可如今……
聽德瑞說的,德祥家的衣架生意還要在村里找人,可見德祥對村里的鄉親還是信任有感情的!
溫德順心里很熱乎,也很震動。
“德順,今晚多砍些柴火,明日早點起身,別等著德祥和德瑞來叫你,這柴火粗細也砍得勻稱些!
德祥和德瑞既然找了你,那就是信任你,這么好的活計,咱千萬不能自己握不住!”
溫二伯語重心長的教育著溫德順。
溫德順連連點頭:“爹,你就放心吧,兒子這么大了,道理都明白,保證不會讓你失望的!”

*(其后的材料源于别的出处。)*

PR #1164, opened 2015-05-28
Simplify jruby and rails setup

ketan:


arvindsv:
I'm afraid to click on "Files changed - 8863". :) Even though I know what the change is.

ketan:
Don't - it'll certainly crash your browser :)

arvindsv:
In this:

```
diff --git a/tools/rails/bin/jruby b/tools/rails/bin/jruby
new file mode 100755
index 0000000..4b75f19
--- /dev/null
+++ b/tools/rails/bin/jruby
@@ -0,0 +1,43 @@
+#!/bin/bash
+
+GO_ROOT=$(cd $(dirname $0)/../../.. > /dev/null && pwd)
+JRUBY_BASE="$GO_ROOT/tools/jruby-1.7.11"
```

Can you change that line to something like:

```
GO_ROOT=$(cd "$(dirname "$0")"/../../.. > /dev/null && pwd)
```

Otherwise, when used with the full path of a path with spaces, it fails. Admittedly, a corner case.

arvindsv:
In [this](https://github.com/ketan/gocd/blob/cleanup-jruby-mess/server/prepare_go_server_webapp.rake#L123), do you know why it is ```v[0..100]```?

arvindsv:
Can [this line](https://github.com/ketan/gocd/blob/cleanup-jruby-mess/server/webapp/WEB-INF/rails.new/config/application.rb#L6) be switched out, if Rails.env is production?

arvindsv:
Some files like [this one](https://github.com/ketan/gocd/blob/cleanup-jruby-mess/tools/jruby-1.7.11/bin/htmldiff#L3) have a path on your machine. I guess those lines can be removed.

arvindsv:
Everything else I care about seems like a rename. Even if they're not, it's too many for me to take a look at. So, I'm fine accepting this, and seeing what the tests show up.

arvindsv:
One thing for a later PR is to remove the test gems from being packaged (as we talked earlier, I think). I see that [init.rb](https://github.com/ketan/gocd/blob/cleanup-jruby-mess/server/webapp/WEB-INF/init.rb#L13) has BUNDLE_WITHOUT, but test gems are packaged, still.

arvindsv:
Maybe @jyotisingh or @zabil can take a quick look? Or you (@ketan) can do a quick code walkthrough? In case I missed something important.

ketan:
> Can you change that line to something like:
> 
> GO_ROOT=$(cd "$(dirname "$0")"/../../.. > /dev/null && pwd)
> Otherwise, when used with the full path of a path with spaces, it fails. Admittedly, a corner case.

Done

> In [this](https://github.com/ketan/gocd/blob/5c31ae80bc416d489faf0a3cc7773f7e5af9959d/server/prepare_go_server_webapp.rake#L123), do you know why it is v[0..100]?

Yes - a $CLASSPATH containing 100s of jars with absolute paths, is pretty useless to look at every time you run a command.

> Can [this line](https://github.com/ketan/gocd/blob/cleanup-jruby-mess/server/webapp/WEB-INF/rails.new/config/application.rb#L6) be switched out, if Rails.env is production?

I'm not sure, rails [by default](https://github.com/ketan/gocd/blob/cleanup-jruby-mess/server/webapp/WEB-INF/rails.new/vendor/bundle/jruby/1.9/gems/railties-4.0.4/lib/rails/generators/rails/app/templates/config/application.rb#L3-L12) includes [`rails/all`](https://github.com/ketan/gocd/blob/cleanup-jruby-mess/server/webapp/WEB-INF/rails.new/vendor/bundle/jruby/1.9/gems/railties-4.0.4/lib/rails/all.rb) or `rails/test_unit/railtie`. Either way, that line is present. I can submit a separate PR to remove that line if I'm able to run things fine.

> Some files like [this one](https://github.com/ketan/gocd/blob/cleanup-jruby-mess/tools/jruby-1.7.11/bin/htmldiff#L3) have a path on your machine. I guess those lines can be removed.

It's not me, [it's jruby](https://github.com/ketan/gocd/blob/12224341b494978e176662bb1ff5c689ac784e10/tools/jruby-1.7.11/bin/htmldiff) doing its thing, I suppose. That line is commented out, so I think it should be fine.

ketan:
I've updated the PR with another commit https://github.com/ketan/gocd/commit/a13278f0cc8065c1f0dc9df189bd3628ae28f1de to remove unwanted gems in production

PR #1165, opened 2015-05-28
#000 - Velocity exception page shows generic message.

arvindsv:
Also, header is not shown in the exception page, since the localizer is not always available.

[Before](https://build.go.cd/go/tab/build/detail/WRONG-build-linux/464/build-server/1/server-split-runInstance-8) this change:

old_message

After this change:

new_message


ketan:
Works as advertised, good to merge - :+1:

PR #1167, opened 2015-05-29
Moved about page to rails controller

ketan:


arvindsv:
Did you really need ```new-css```?

ketan:
We could not reuse the old CSS, because too much of it was tied to the old layouts. So we just created a really simple CSS with no classes or IDs.

Not having that would apply reset.css and the text would look horrible.

Issue #1169, opened 2015-06-01
Upgrade the version of apache shindig for mingle gadgets


zabil:
https://gitter.im/gocd/gocd?at=556c25448d1a52c22e86e4e3

ketan:
@jyotisingh said she had a partial patch sitting somewhere to upgrade shindig. I know that part of the code, so I can finish it off quickly.

This would also be a good opportunity for someone to pair with me and get to know a bit more about gadgets.

jyotisingh:
>> @jyotisingh said she had a partial patch sitting somewhere to upgrade shindig

Well what I said was while trying to introduce a library for json schema validations, I faced some runtime dependency conflict with shindig which would require upgrading shindig. I think I did make an attempt at upgrading shindig, but that also required upgrading gadgets which I wasn't keen on diving into at that point so that's where I stopped.

arvindsv:
If you have that, at the point you stopped, let's finish it off? I don't mind pairing with you and learning about it. I know a bit of it, but there's lots I don't know.

arvindsv:
If you don't, that's ok. We can start on it and get to that point.

zabil:
Make this a plugin and remove it from core

ketan:
Closing, not relevant anymore.

PR #1171, opened 2015-06-02
#000 Removed/Upgraded libs that's pulling older versions of xerces

zabil:
This to fix the problem of 
```
WARNING:  'org.apache.xerces.jaxp.SAXParserImpl: Property 'http://javax.xml.XMLConstants/property/accessExternalDTD' is not recognized.'
Warning:  org.apache.xerces.parsers.SAXParser: Property 'http://javax.xml.XMLConstants/property/accessExternalDTD' is not recognized.
Warning:  org.apache.xerces.parsers.SAXParser: Property 'http://www.oracle.com/xml/jaxp/properties/entityExpansionLimit' is not recognized.
Warning:  org.apache.xerces.jaxp.SAXParserImpl$JAXPSAXParser: Property 'http://www.oracle.com/xml/jaxp/properties/entityExpansionLimit' is not recognized.
```

These warnings are printed when you have xerces on the classpath. A newer version of the JDK(8) does not fix this. The only solution is to get rid of xerces  (which now comes bundled with the idk) as a transitive dependency. 

This pull request fix it only on some modules.

Apache shindig (used on our app) hard wires the xerces dependency and modules referring shindig will still print this error. For a long term solution we should upgrade the version of Apache shindig.

### DIFF
--- a/app-server/pom.xml
+++ b/app-server/pom.xml
@@ -177,30 +177,6 @@
             <version>${project.parent.version}</version>
             <scope>test</scope>
         </dependency>
-        <dependency>
-            <groupId>com.tlb</groupId>
-            <artifactId>tlb-java</artifactId>
-            <version>0.3.2-90-g6df47e3</version>
-            <scope>test</scope>
-            <exclusions>
-                <exclusion>
-                    <groupId>commons-io</groupId>
-                    <artifactId>commons-io</artifactId>
-                </exclusion>
-                <exclusion>
-                    <groupId>commons-codec</groupId>
-                    <artifactId>commons-codec</artifactId>
-                </exclusion>
-                <exclusion>
-                    <groupId>log4j</groupId>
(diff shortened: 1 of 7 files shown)


jyotisingh:
This changes make sense, but would not fix the warnings when Go server runs. Probably affects test runs only. Anyway, could you sync your changes with upstream so I could proceed with the merge.

ketan:
> This changes make sense, but would not fix the warnings when Go server runs. Probably affects test runs only. Anyway, could you sync your changes with upstream so I could proceed with the merge.

@jyotisingh I've seen these warnings in production code as well.

zabil:
Will be solved in production code once we finish this #1169

jyotisingh:
@ketan - Yes the warnings show up in production as well, thats exactly what I meant when I said `when Go server runs`. I am okay to merge these changes as the dependencies which were removed in the pr did not make sense in the first place.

“德明,你明日也起早點,早點去土地廟,你德祥哥和德瑞哥不在家,你就幫著你嬌娘嫂子干點別的活,總之別閑著,別偷懶!”
“誒,知道了,爹!”溫德明滿臉的興奮,對未來的日子充滿了干勁。
“爹,你先休息吧,我幫著我哥再多砍些柴火!”
溫二伯見兩個兒子一個提斧子,一個拿砍刀,朝著柴垛走去,面上帶著欣慰的笑意,緩步回了主屋。
春日里的雷雨天氣很少,可今晚卻是個例外。
溫德祥剛回了土地廟,豆大的雨點就噼里啪啦的落了下來,期間還伴隨著滾滾的雷鳴聲。
土地廟里,水明嬌抱著溫澤潤,輕聲哼著搖籃曲,一邊哄著他入睡,一邊祛除他的害怕。
如玉坐在床邊,手里還在做著水明嬌沒有做完的針線活。
阿元和驚雷看到溫德祥回來,和眾人打了聲招呼,就快速飛身回了山里的山洞。
畢竟夜里,他們還有自己的事情要忙……
溫婉兒一方面惦記著阿元說的“大禮”,一方面想著自家這幾日要忙的事情,故而遲遲不愿意入睡。
“婉兒,早些睡吧,明早不是還要跟著你爹去縣城嗎!”
水明嬌將睡著的溫澤潤放到床上,轉臉見溫婉兒還瞪著一汪碧波般的大眼睛,絲毫沒有睡意,開口說道。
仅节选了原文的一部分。